O homem é um ser moral porque é um ser de consciência, isto é, que tem consciência, um ser
de convivência e um ser de liberdade.
É necessário, antes de mais, que o homem se assuma como um sujeito, uma individualidade
irredutível a outras individualidades, uma existência diferente e diferenciada. O núcleo central
da moralidade é o eu, mas não um eu encerrado sobre si mesmo, autista, reduzido a uma
prisão aquário, antes um eu aberto ao exterior, curioso e em trânsito.

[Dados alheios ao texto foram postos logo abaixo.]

Issue #1477, opened 2022-07-04
harmonic avg changelog and tests


drwells:
Discussed in #1464  - we also need a changelog.

drwells:
@Raamkrishnan can we get this done in time for the release in December?

Raamkrishnan:
@drwells Yes. I will be able to do this before December.

Issue #1299, opened 2021-07-15
Start using clang-format


drwells:
It shouldn't be that hard to add another GitHub action that runs clang format and somehow communicates the result to the PR author. Some options:
- we could rig things up to set up a PR onto the callers PR that fixes indentation
- minimally, we can generate a patch for them to apply

I think the second one is probably okay - we've gotten away with less than that in the deal.II CI. In particular, we have an `indent` target in CMake that runs clang-format which makes it very easy for users to just fix the indentation locally on their own.

Hence, lets do the following:
- [ ] borrow `download_clang_format` and `make indent` from deal.II
- [ ] set up a CI test that makes sure PRs conform to clang-format
- [ ] have the CI indenter generate a patch

drwells:
If we pick a specific version we should also pick a new language standard so that lambdas are formatted correctly.

boyceg:
Sounds good.

PR #1505, opened 2022-10-27
amneetb/phase change code review

amneetb:
- [ ] Was clang-format run?
      changelog entry been added?
      number is incremented.
      GitHub for the pull request?


drwells:
For starters we need to fix the problems with the CI and add CMake support - do you see how to do that?

amneetb:
@Raamkrishnan : Do we not have CMake with this branch yet?

amneetb:
> For starters we need to fix the problems with the CI and add CMake support - do you see how to do that?

We will add the missing CMake support. That will fix most of the issues with CI (I think). Do you see any other issues apart from the missing CMake support?

drwells:
the autotools CI isn't happy either - I didn't investigate but it looks like something is missing there too.

This is a big PR! New features are good.

amneetb:
> This is a big PR! New features are good.

This has a lot of new physics as well, including a low Mach solver and the phase field method.

Raamkrishnan:
> @Raamkrishnan : Do we not have CMake with this branch yet?

No. This branch does not have CMake yet. But I can add it.

include/ibamr/AdvDiffConservativeCUIConvectiveOperator.h
```diff
@@ -0,0 +1,221 @@
...
+class RefineSchedule;
+} // namespace xfer
+} // namespace SAMRAI
+
+/////////////////////////////// CLASS DEFINITION /////////////////////////////
+
+namespace IBAMR
+{
+/*!
+ * \brief Class AdvDiffConservativeCUIConvectiveOperator is a concrete ConvectiveOperator
```
boyceg, line 64: How does this class differ from `AdvDiffCUIConvectiveOperator`, which also is supposed to have a "convective" mode (determined by the `ConvectiveDifferencingType` specified in the class constructor)?

The name `AdvDiffConservativeCUIConvectiveOperator` makes it sound like this is a specialization of `AdvDiffCUIConvectiveOperator`. Is that right?

include/ibamr/AdvDiffConservativeCUIConvectiveOperator.h
```diff
@@ -0,0 +1,221 @@
...
+{
+public:
+    /*!
+     * \brief Class constructor.
+     */
+    AdvDiffConservativeCUIConvectiveOperator(std::string object_name,
+                                             SAMRAI::tbox::Pointer<SAMRAI::pdat::CellVariable<NDIM, double> > Q1_var,
+                                             SAMRAI::tbox::Pointer<SAMRAI::pdat::CellVariable<NDIM, double> > Q2_var,
+                                             SAMRAI::tbox::Pointer<SAMRAI::tbox::Database> input_db,
+                                             ConvectiveDifferencingType difference_form,
```
boyceg, line 92: Should this class always use "conservative" differencing?

include/ibamr/MassIntegrator.h
```diff
@@ -0,0 +1,304 @@
...
+class BasePatchHierarchy;
+} // namespace hier
+} // namespace SAMRAI
+
+/////////////////////////////// CLASS DEFINITION /////////////////////////////
+
+namespace IBAMR
+{
+/*!
+ * \brief Class MassIntegrator is an abstract class which integrates
```
boyceg, line 65: Could this be a specialization of `HierarchyIntegrator`? There seems to be a good amount of duplicated functionality here. I would prefer to avoid introducing a new interface unless the existing one is not suitable and cannot made to be suitable.

include/ibamr/PhaseChangeHierarchyIntegrator.h
```diff
@@ -0,0 +1,511 @@
...
+     * \brief Get the operator that is used to evaluate the right-hand side of energy equation.
+     */
+    SAMRAI::tbox::Pointer<IBTK::LaplaceOperator>
+    getHelmholtzRHSOperatorForEnergyEquation(SAMRAI::tbox::Pointer<SAMRAI::pdat::CellVariable<NDIM, double> > var);
+
+    /*!
+     * \brief Register an IBTK::CartGridFunction object to specify the value of the
+     * source term for energy equation.
+     */
+    void setEnergyEquationSourceTermFunction(SAMRAI::tbox::Pointer<IBTK::CartGridFunction> F_fcn);
```
boyceg, line 265: Should we standardize on whether or not to abbreviate "function"? Both are used here.

include/ibamr/PhaseChangeHierarchyIntegrator.h
```diff
@@ -0,0 +1,511 @@
...
+     * \brief Get the solver of the energy equation.
+     */
+    SAMRAI::tbox::Pointer<IBTK::PoissonSolver>
+    getHelmholtzSolverForEnergyEquation(SAMRAI::tbox::Pointer<SAMRAI::pdat::CellVariable<NDIM, double> > var);
+
+    /*!
+     * \brief Get the operator that is used to evaluate the right-hand side of energy equation.
+     */
+    SAMRAI::tbox::Pointer<IBTK::LaplaceOperator>
+    getHelmholtzRHSOperatorForEnergyEquation(SAMRAI::tbox::Pointer<SAMRAI::pdat::CellVariable<NDIM, double> > var);
```
boyceg, line 259: As above:
```suggestion
    getEnergyEquationHelmholtzRHSOperator(SAMRAI::tbox::Pointer<SAMRAI::pdat::CellVariable<NDIM, double> > var);
```

include/ibamr/AllenCahnHierarchyIntegrator.h
```diff
@@ -0,0 +1,352 @@
...
+    SAMRAI::solv::RobinBcCoefStrategy<NDIM>* getLiquidFractionPhysicalBcCoef();
+
+    /*!
+     * Get the convective operator being used by this solver class for Allen-Cahn equation.
+     *
+     * If the convective operator has not already been constructed, then this
+     * function will initialize a default convective operator.
+     */
+    SAMRAI::tbox::Pointer<ConvectiveOperator>
+    getConvectiveOperatorForAllenCahnEquation(SAMRAI::tbox::Pointer<SAMRAI::pdat::CellVariable<NDIM, double> > lf_var,
```
boyceg, line 182: Similar to suggestions in a few other places:
```suggestion
    getAllenCahnEquationConvectiveOperator(SAMRAI::tbox::Pointer<SAMRAI::pdat::CellVariable<NDIM, double> > lf_var,
```

include/ibamr/BrinkmanPenalizationStrategy.h
```diff
@@ -78,11 +78,6 @@ class BrinkmanPenalizationStrategy : public SAMRAI::tbox::Serializable
      */
     virtual void postprocessComputeBrinkmanPenalization(double current_time, double new_time, int num_cycles);
 
-    /*!
-     * \brief Set Brinkman penalization penalty factor.
-     */
-    virtual void setBrinkmanCoefficient(double chi);
```
boyceg, line 84: Since this is in the public interface for this strategy class, I'd suggest that we indicate that the interface is deprecated rather than removing it entirely.

include/ibamr/BrinkmanPenalizationStrategy.h
```diff
@@ -98,14 +93,6 @@ class BrinkmanPenalizationStrategy : public SAMRAI::tbox::Serializable
         return d_object_name;
     } // getName
 
-    /*
-     * \brief Get the Brinkman coefficient.
-     */
-    double getBrinkmanCoefficient() const
```
boyceg, line 104: Same as above: since this is in the public interface for this strategy class, I'd suggest that we indicate that the interface is deprecated rather than removing it entirely.

include/ibamr/INSVCStaggeredHierarchyIntegrator.h
```diff
@@ -282,6 +282,11 @@ class INSVCStaggeredHierarchyIntegrator : public INSHierarchyIntegrator
     virtual void
     registerBrinkmanPenalizationStrategy(SAMRAI::tbox::Pointer<IBAMR::BrinkmanPenalizationStrategy> brinkman_force);
 
+    /*!
+     * \brief Register function to compute the source term of the div U equation.
```
boyceg, line 286: Is this an optional function?

boyceg: (I mean the function to compute the source term, not the class member. 😁 )

scripts/formatting/setup_clang_format_precommit_hook.sh
```diff
@@ -12,5 +12,5 @@
 ##
 ## ---------------------------------------------------------------------
 
-cp scripts/check_formatting.sh .git/hooks/pre-commit
+cp scripts/formatting/check_formatting.sh .git/hooks/pre-commit
```
boyceg, line 15: 👍

boyceg (commented):
I did a quick review of the public interface and have a few comments and suggestions.

include/ibamr/AdvDiffConservativeCUIConvectiveOperator.h
Raamkrishnan: Yes. `AdvDiffConservativeCUIConvectiveOperator` class is a specialization of `AdvDiffCUIConvectiveOperator` class. Because this class also uses `CUI` as a convective operator type.  But the difference is `AdvDiffConservativeCUIConvectiveOperator` class computes \div{u Q1 Q2} whereas `AdvDiffCUIConvectiveOperator` class computes \div{u Q} or u.\grad{Q} based on the ConvectiveDifferencingType.

boyceg: I think this class may need a new name.

We do not have a 100% consistent naming system, but `AdvDiffConservativeCUIConvectiveOperator` suggests that it is a specialization (in the C++/object oriented programming sense) of `AdvDiffCUIConvectiveOperator`, but the header indicates that it is actually a specialization of class `ConvectiveOperator`. 

In fact, it seems like its main use case (to compute terms of the form `N = div(Q1 Q2 u)` doesn't really fit with the `ConvectiveOperator` interface. (`applyConvectiveOperator(int Q1_idx, int Q2_idx, int N_idx)` is only provided by this implementation.)

I haven't looked into the implementation, but does this basically just apply the standard CUI scheme with `Q = Q1*Q2`? If so, would suggest:

1. Provide an implementation of `applyConvectiveOperator(int Q1_idx, int Q2_idx, int N_idx)` in the base class in terms of the virtual method `applyConvectiveOperator(int Q_idx, int N_idx)`.
2. Provide an adaptor class that can use any `ConvectiveOperator` implementation to evaluate `applyConvectiveOperator(int Q1_idx, int Q2_idx, int N_idx)`.

The current design will require duplicating every `ConvectiveOperator` to also provide this other form, which I would prefer to avoid if possible.

include/ibamr/AdvDiffConservativeCUIConvectiveOperator.h
boyceg: Following up from above --- if the class always uses conservative differencing, then it should not take in `difference_form` as an argument here.

Raamkrishnan:
> For starters we need to fix the problems with the CI and add CMake support - do you see how to do that?



> For starters we need to fix the problems with the CI and add CMake support - do you see how to do that?

The CI is happy now. I have also added the CMake support. I am adding a test that solves Stefan's problem using zero viscosity, and harmonic interpolation. This will complete #1477 also.

include/ibamr/AdvDiffConservativeCUIConvectiveOperator.h
Raamkrishnan: @boyceg The class name is `AdvDiffCUIConservativeConvectiveOperator`. Since this class is a specialization of `AdvDiffCUIConvectiveOperator` it is derived from the `AdvDiffCUIConvectiveOperator` class. This class's main use is to compute `N = div(Q P u)`.

I have added a virtual function `applyConvectiveOperator(int Q_idx, int P_idx, int N_idx)` in the base class `ConvectiveOperator`. But the implementation is provided only in `AdvDiffCUIConservativeConvectiveOperator`.

Please take a look and let me know your suggestions.

include/ibamr/AdvDiffConservativeCUIConvectiveOperator.h
Raamkrishnan: Yes. Now the class `AdvDiffCUIConservativeConvectiveOperator` do not take `difference_form` as an argument.

include/ibamr/MassIntegrator.h
Raamkrishnan: @boyceg `MassIntegrator` is a lightweight specialized class used to integrate the mass conservation equation at both the cell center and side center within each time step. This class does not maintain any state. It is a temporary integrator.

include/ibamr/PhaseChangeHierarchyIntegrator.h
```diff
@@ -0,0 +1,511 @@
...
+    /*!
+     *  \brief Compute source terms of energy equation.
+     */
+    virtual void computeEnergyEquationSourceTerm(int F_scratch_idx, const double dt) = 0;
+
+    /*!
+     * \brief Get the solver of the energy equation.
+     */
+    SAMRAI::tbox::Pointer<IBTK::PoissonSolver>
+    getHelmholtzSolverForEnergyEquation(SAMRAI::tbox::Pointer<SAMRAI::pdat::CellVariable<NDIM, double> > var);
```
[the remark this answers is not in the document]
Raamkrishnan: 👍

include/ibamr/PhaseChangeHierarchyIntegrator.h
Raamkrishnan: 👍

include/ibamr/AllenCahnHierarchyIntegrator.h
Raamkrishnan: 👍

include/ibamr/INSVCStaggeredHierarchyIntegrator.h
Raamkrishnan: Yes. It is optional. By default \div u = 0 is used in the code. Only when `d_Div_U_F_fcn` is registered, we solve \div u \ne 0.

scripts/formatting/check_formatting.sh
```diff
@@ -1,4 +1,4 @@
-#!/usr/bin/env python
+#!/usr/bin/env python3.10
```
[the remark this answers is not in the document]
Raamkrishnan: 👍

include/ibamr/BrinkmanPenalizationStrategy.h
Raamkrishnan: Instead of `chi`, we now use `penalty_factor` and the function name is  `setBrinkmanPenaltyFactor(double penalty_factor)`.

include/ibamr/BrinkmanPenalizationStrategy.h
Raamkrishnan: Changed the function name from `getBrinkmanCoefficient()` to ` getBrinkmanPenaltyFactor()`.

amneetb:
@boyceg and @drwells : Can we get this merged soon? We are building applications on top of this branch which ideally should be based on master. 

@Raamkrishnan : Can you commit the `T_ref` code and this branch up to speed with Master?

boyceg:
Sorry this dropped off my radar. I’ll take another look this week.

Raamkrishnan:
@amneetb I have added T_ref changes in the enthalpy code along with a few minor changes. I have also rebased against the master branch. Please take a look.

amneetb:
One problem I see with breaking this PR into smaller pieces is that each individual piece is not useful and it will make all examples defunct. Consider ex0, which is a simple standard Stefan problem. It requires almost all pieces of this PR to work. Many things are needed to even start doing a simple problem. 

Here is a roadmap that I think could help in understanding the algorithms of this PR:

- Section 4.2 of this preprint explain the time stepping scheme (https://arxiv.org/pdf/2301.06256.pdf)
- The starting point should be `EnthalpyHierarchyIntegrator` class. That class is derived from `PhaseChangeHierarchyIntegrator` class. 
- Currently we have two ways of doing phase change: Allen Cahn based version (phase field method) and enthalpy method.
- We have not written any paper on Allen Cahn approach yet, but it will happen sometime next fall. We are working on pushing enthalpy approach to the finish line first. 
- This mean you can first review EnthalpyHierarchyIntegrator first.


For `EnthalpyHierarchyIntegrator` here are few main things to keep in mind

1. It works with three phases. Gas, liquid, and solid. Gas is taken to be of distinct chemical phase than liquid and solid, which belong to the same material. The combined liquid and solid phase is termed the "phase changing material" (PCM).
2. Level set function $\phi$ is used to distinguish the gas-PCM region.
3. Liquid and solid regions are distinguished via the liquid fraction variable $\varphi$,  $\varphi = 1$ in liquid 0 in solid and between 0 and 1 in the so-called "mushy region"
4. \varphi is solved at the same time with the enthalpy equation. This is what makes the enthalpy equation nonlinear. All material properties like conductivity etc. that appear in the enthalpy equation, depend upon the unknown varphi variable.
5. The mushy region is "compressible" but in the Low Mach sense. 
6. The RHS of div.u \ne 0 because of the density jump between liquid and solid phases.

include/ibamr/AllenCahnHierarchyIntegrator.h
```diff
@@ -0,0 +1,337 @@
...
+{
+/*!
+ * \brief Class AllenCahnHierarchyIntegrator is a concrete class that manages the
+ * time integration of the Allen-Cahn and energy equation.
+ *
+ * In this class, implementations are provided for phase change of a pure material
+ * using the phase-field method.
+ *
+ *
+ *
```
drwells, line 67:
```suggestion
```

include/ibamr/AllenCahnHierarchyIntegrator.h
```diff
@@ -0,0 +1,337 @@
...
+    int d_H_sc_idx = IBTK::invalid_index;
+    int d_T_lf_N_scratch_idx = IBTK::invalid_index;
+
+    /*!
+     * Allen-Cahn equation parameters.
+     * M_lf  - Mobility
+     * lambda_lf - Mixing energy density
+     * eps_lf - Thickness of the liquid-solid interface
+     */
+    double d_M_lf, d_lambda_lf, d_eps_lf;
```
drwells, line 321: These should have default values, even if it's just `std::numeric_limits<double>::signaling_NaN()`.

include/ibamr/BrinkmanPenalizationStrategy.h
drwells: Boyce's comment still holds - other people are using this code so lets not change this without deprecating it first.

src/utilities/ConvectiveOperator.cpp
```diff
@@ -80,6 +80,15 @@ ConvectiveOperator::apply(SAMRAIVectorReal<NDIM, double>& x, SAMRAIVectorReal<ND
...
 } // apply
 
+void
+ConvectiveOperator::applyConvectiveOperator(int /*Q_idx*/, int /*P_idx*/, int /*N_idx*/)
+{
+    TBOX_ERROR(
+        "ConvectiveOperator::applyConvectiveOperator is a base class and the implementation is provided in "
+        "AdvDiffCUIConservativeConvectiveOperator class.\n");
+    return;
+} // applyConvectiveOperator
```
drwells, line 90: Is there a plan to implement this function in all of the derived classes? If there isn't a way to do so then this function should just be in the derived class.

drwells (changes requested):
The main thing to do next is to move some things into the library which are present in the majority of the examples. For instance, `SetFluidProperties.cpp` is essentially identical in all but one (ex5) example (and the headers always essentially identical) - we should move this into the library and perhaps add a common implementation instead of copying and pasting. The same is true for several other files:

- TemperatureInitialCondition.(h,cpp) is the same except for a sign flip in ex6
- SetLSProperties.(h,cpp) is always the same
- GravityForcing.(h,cpp) is always the same
- TagInterfaceRefinementCells.(h,cpp) is always the same

It would be great to take this a step further and abstract out the computations done in `LSLocateInterface`, `LevelSetInitialCondition`, and `LiquidFractionInitialCondition` since those are also always identical except for an inner loop. ex0 and ex5 have notably different `SetFluidProperties` - the other examples are the same AFAICT. One possibility would be to make those template classes which take a Functor as an argument (which can be called without any overhead in the inner loop).

drwells:
There's something wrong with how the examples are getting linked:
```
/usr/bin/ld: CMakeFiles/phase_change-ex5-2d.dir/example.cpp.o: in function `main':
example.cpp:(.text+0x1f72): undefined reference to `TagInterfaceRefinementCells::TagInterfaceRefinementCells(SAMRAI::tbox::Pointer<IBAMR::AdvDiffHierarchyIntegrator>, SAMRAI::tbox::Pointer<SAMRAI::pdat::CellVariable<2, double> >, double, double)'
/usr/bin/ld: example.cpp:(.text+0x1fba): undefined reference to `callTagInterfaceRefinementCellsCallbackFunction(SAMRAI::tbox::Pointer<SAMRAI::hier::BasePatchHierarchy<2> >, int, double, int, bool, bool, void*)'
collect2: error: ld returned 1 exit status
```

src/utilities/ConvectiveOperator.cpp
amneetb: I think this is implemented in a derived class. @Raamkrishnan can point out to the exact case.

examples/phase_change/ex0/SetFluidProperties.cpp
```diff
@@ -0,0 +1,345 @@
...
+                                               Pointer<Variable<NDIM> > Cp_var,
+                                               Pointer<IBTK::HierarchyMathOps> hier_math_ops,
+                                               const int cycle_num,
+                                               const double time,
+                                               const double current_time,
+                                               const double new_time,
+                                               void* ctx)
+{
+    // Set the density from the level set information
+    static SetFluidProperties* ptr_SetFluidProperties = static_cast<SetFluidProperties*>(ctx);
```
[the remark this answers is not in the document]
amneetb: The main idea behind this design was that we would like to set density/viscosity using any sort of interface capturing method (level set, VoF, phase field), and the user can define it based upon their choice during the application setup. We done this using level set and phase field as of now, but in the future we will also like to set it using VoF.

include/ibamr/AdvDiffCUIConservativeConvectiveOperator.h
boyceg, line 1: It seems like the main feature is the ability to evaluate `div(P Q u)`, not the ability to do "conservative CUI differencing". Does the `div(P Q u)` operator have a standard name in the literature where these kinds of things show up?

amneetb: No. The operator is basically advection of enthalpy $\nabla \cdot (\rho C_p T \bf{u})$. Here `P` is specific heat $C_p$ and $Q$ is temperature $T$.

include/ibamr/ConvectiveOperator.h
```diff
@@ -84,6 +84,11 @@ class ConvectiveOperator : public IBTK::GeneralOperator
      */
     virtual void applyConvectiveOperator(int Q_idx, int N_idx) = 0;
 
+    /*!
+     * \brief Compute N = div(Q1 Q2 u).
+     */
```
boyceg, line 89: Please make the variable name consistent between the comment and the function specification.

examples/phase_change/ex0/SetFluidProperties.cpp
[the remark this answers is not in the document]
amneetb: Perhaps `SetLSProperties.(h,cpp)` can be a helper function in the library. `GravityForcing.(cpp, h)` can also be, but the idea of Gravity forcing is that a user should be able to define it in any suitable manner (depending upon the interface tracking method). `TagInterfaceRefinementCells.(h,cpp)` cannot be because it is application dependent (what to tag for refinement).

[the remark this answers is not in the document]
boyceg: I'd like to keep application-specific stuff out of the library itself.

It might make sense to have a helper library for the examples to avoid code duplication.

On the other hand, I have often thought of the examples as providing self-contained starter code for a "real" application -- in which case it is helpful to have everything in place in the example directory.

include/ibamr/ConvectiveOperator.h
```diff
@@ -84,6 +84,11 @@ class ConvectiveOperator : public IBTK::GeneralOperator
...
+    virtual void applyConvectiveOperator(int Q_idx, int P_idx, int N_idx);
```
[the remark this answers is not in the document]
amneetb: For smooth things maybe yes, but it is not a good idea for sharp contrast to multiply Q and P. Physically speaking, the right thing to do is (which is what we do) is to have a mass flux $\rho \bf{u}$ computed from phase advection, apply limiter on $T$. For $C_p$ it is not clear whether it should be limited or not, because the quantity being advected is $T$ and not $C_p$. I think we tried both ways---limiting $C_p$ and just interpolation---and we have settled on one versus the other, don't recall which one. @Raamkrishnan ?

examples/phase_change/ex0/SetFluidProperties.cpp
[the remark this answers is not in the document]
amneetb: > 
> On the other hand, I have often thought of the examples as providing self-contained starter code for a "real" application -- in which case it is helpful to have everything in place in the example directory.

Yes, that is the idea behind the examples. It is just that we have many (useful) examples that are benchmarking cases from the literature.

src/utilities/ConvectiveOperator.cpp
amneetb: I think Boyce suggested to have it in the base `ConvectiveOperator` class. We didn't have it before. It was done (with some effort) after the suggestion.

examples/phase_change/ex2/SetFluidProperties.cpp
```diff
@@ -0,0 +1,525 @@
...
+                const Pointer<CellData<NDIM, double> > rho_data = patch->getPatchData(rho_idx);
+                // Li et al, 2015
+                for (Box<NDIM>::Iterator it(patch_box); it; it++)
+                {
+                    CellIndex<NDIM> ci(it());
+                    const double liquid_fraction = (*lf_data)(ci);
+                    const double heaviside = (*H_data)(ci);
+
+                    (*rho_data)(ci) = d_rho_gas + (d_rho_solid - d_rho_gas) * heaviside +
+                                      (d_rho_liquid - d_rho_solid) * liquid_fraction * heaviside;
```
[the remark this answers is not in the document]
amneetb: This is a mixture formula, which is not unique. It is up to the user to define a density mixture model --- this mostly depends upon a particular interface tracking technique. In phase field or conservative level set method 

$\rho = \rho_s \phi_s + \rho_s \phi_l + \rho_g  \phi_g$

where $\phi_i$ is the volume fraction of phase $I$.

include/ibamr/AdvDiffConservativeCUIConvectiveOperator.h
boyceg: I think we need to come up with a more precise name for the concept that is being provided here. Calling it a "conservative" specialization of the parent operator seems misleading, since the original CUI operator implementation itself also can be set up to perform conservative differencing.

From an implementation standpoint, it might be better to split out the cell-to-face flux computation and synchronization from the conservative differencing operation (which itself could be done in the base class) --- that way any convective operator implementation could be used to perform these operations without requiring a custom specialization with lots of duplicated code.

include/ibamr/MassIntegrator.h
```diff
@@ -0,0 +1,301 @@
...
+     */
+    virtual ~MassIntegrator() = default;
+
+    /*!
+     * \brief Integrate density and compute the convective operator of the momentum and/or energy.
+     */
+    virtual void integrate(double dt) = 0;
+
+    /*!
+     * \name General operator functionality.
```
boyceg, line 91: Should this be "integrator"?

include/ibamr/MassIntegrator.h
boyceg: I don't follow why this is not a `HierarchyIntegrator`.

Can you add some comments to the header explaining why this doesn't implement the `HierarchyIntegrator` interface?

Alternatively: It might make more sense to create a "lightweight" integrator base class that is specialized by `HierarchyIntegrator`.

include/ibamr/AdvDiffConservativeCUIConvectiveOperator.h
boyceg: > From an implementation standpoint, it might be better to split out the cell-to-face flux computation and synchronization from the conservative differencing operation (which itself could be done in the base class) --- that way any convective operator implementation could be used to perform these operations without requiring a custom specialization with lots of duplicated code.

I think this is really the right thing to do --- i.e. splitting out the functionality into separate functions. I think it will reduce the amount of duplicated code between the different operator implementations. I will try to put up an implementation in the next day or two...

include/ibamr/MassIntegrator.h
amneetb: This class is integrating the mass balance PDE over a single time step and passing the mass flux to the main HieracyIntegrator.

HierarchyIntegrator's philosophy is very different. It is derived from TagAndInitializeStrategy and is responsible for data management and tagging and regridding.

OTOH, mass integrator is basically solving the PDE over one time step and giving the flux to main HierachyIntegrator (e.g., PhaseChangeHI or INSVC). It is not doing any stuff related to hierarchy management.

We can call it MassPDEIntegrator?

boyceg:
@amneetb, @Raamkrishnan, would you all be able to split all of the examples into a separate PR?

amneetb:
> @amneetb, @Raamkrishnan, would you all be able to split all of the examples into a separate PR?

You mean `examples/phase_change` ?

drwells:
Yes. We should figure out the changes to the advection integrators first and then do the examples second since the discussions for each are unrelated.

amneetb (commented):
@drwells: It appears that the new clang-format (v 16.0) is doing formatting very differently. @Raamkrishnan called ./scripts/formatting/reformat script on this branch.

drwells:
I don't know what's up with that. Please undo that commit - we should not mix in changes to other parts of the library here.

amneetb:
> I don't know what's up with that. Please undo that commit - we should not mix in changes to other parts of the library here.

Yes we will do that. But how to do the formatting in future? We have two branches one with old formatting (this current PR) and a new temporary one with new format. We can't rebase them because of the formatting issues.

amneetb:
Should IBAMR ship with its own clang-format script so that we all are using the same thing?

drwells:
The status quo we've had for a couple years of asking people to run clang-format themselves and running it over everything for the release has been OK - lets discuss changes to that in #1299.

We're already at 77 conversation items and multiple unresolved discussion threads - we need to split this up into multiple PRs. How soon can you put up separate changesets for the new features and for the examples?

amneetb:
I don't know how to do it. If we break it into multiple commits, does that mean that all commits need to compile and pass the testsuite? This will mean that intermediate Makefiles need to be generated for these commits.

amneetb:
By multiple commits I meant multiple PRs. This will make it a mess. I think you were mainly concerned about code duplicity in the examples. This is unavoidable if we want to keep library general or we want to have examples.

drwells:
> I don't know how to do it. If we break it into multiple commits, does that mean that all commits need to compile and pass the testsuite? This will mean that intermediate Makefiles need to be generated for these commits.

Yup - this shouldn't be too bad, we just need to regenerate `configure` a couple of times.

We need to go through the same review process (e.g., dealing with the multilevel bugs) regardless of how many PRs we open. Yes, it will be messy, but splitting it up will be less so since we can tackle one thing at a time.

If we merge this PR as-is we will end up with 20 different copies of `GravityForcing.h` - splitting things up will give us an opportunity to examine how we can write a common interface for these functions so that we don't need to do that. I'm in favor of adding whatever we need to add to IBAMR to make that easier. I'm generally in favor of adding these kinds of common forces to the library. The same goes for the other mostly-duplicated files.

amneetb:
That's just too much work with little gains. We can have this as a separate branch that we can keep rebasing against master.

drwells:
We all have limited time to work on these things; merging small pieces quickly is the fastest route forward for everyone.

It's relatively straightforward to chop this up into two commits - I'm able to compile all of the library and tests with one branch containing commit A and all of the examples (except for the pre-existing link error in phase_change/ex5) on a second branch containing commit A and commit B. If that works for you I can set those up as two branches and we can proceed from that point.

amneetb:
Two PRs is what we had discussed earlier. When you mentioned multiple, implying greater than 2,it seemed that you wanted a different workflow.

Sure, please chop as you see fit. We really are not that great with Git and merging, and afraid that our workflow will break the branch and make it useless for us to carry out the day-to-day research. 

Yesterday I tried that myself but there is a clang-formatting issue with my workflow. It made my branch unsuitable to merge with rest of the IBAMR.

Aquilo que me permite saber-me como sujeito e constituir-me como indivíduo é a consciência.
Este eu de que me apercebo através da consciência não se limita a um corpo ou um conjunto
de sensações mas também não se reduz ao espírito. Se não posso ou não devo considerar os
sentidos e os sentimentos como ilusões também não posso esquecer a importância do
pensamento como instrumento precioso de investigação da realidade. Este eu de que me
apercebo através da consciência não é uma identidade estática, inalterável, mas uma
complexidade, um edifício em construção. O eu não é uma pousada ou um eremitério, um
refúgio, mas um caminho, delineado passo a passo, um percurso tão sinuoso quanto as
circunstâncias e os projectos. O eu não é uma mónada, mas uma existência que edifica o seu
sentido e significado na abertura, no contacto e no diálogo autêntico.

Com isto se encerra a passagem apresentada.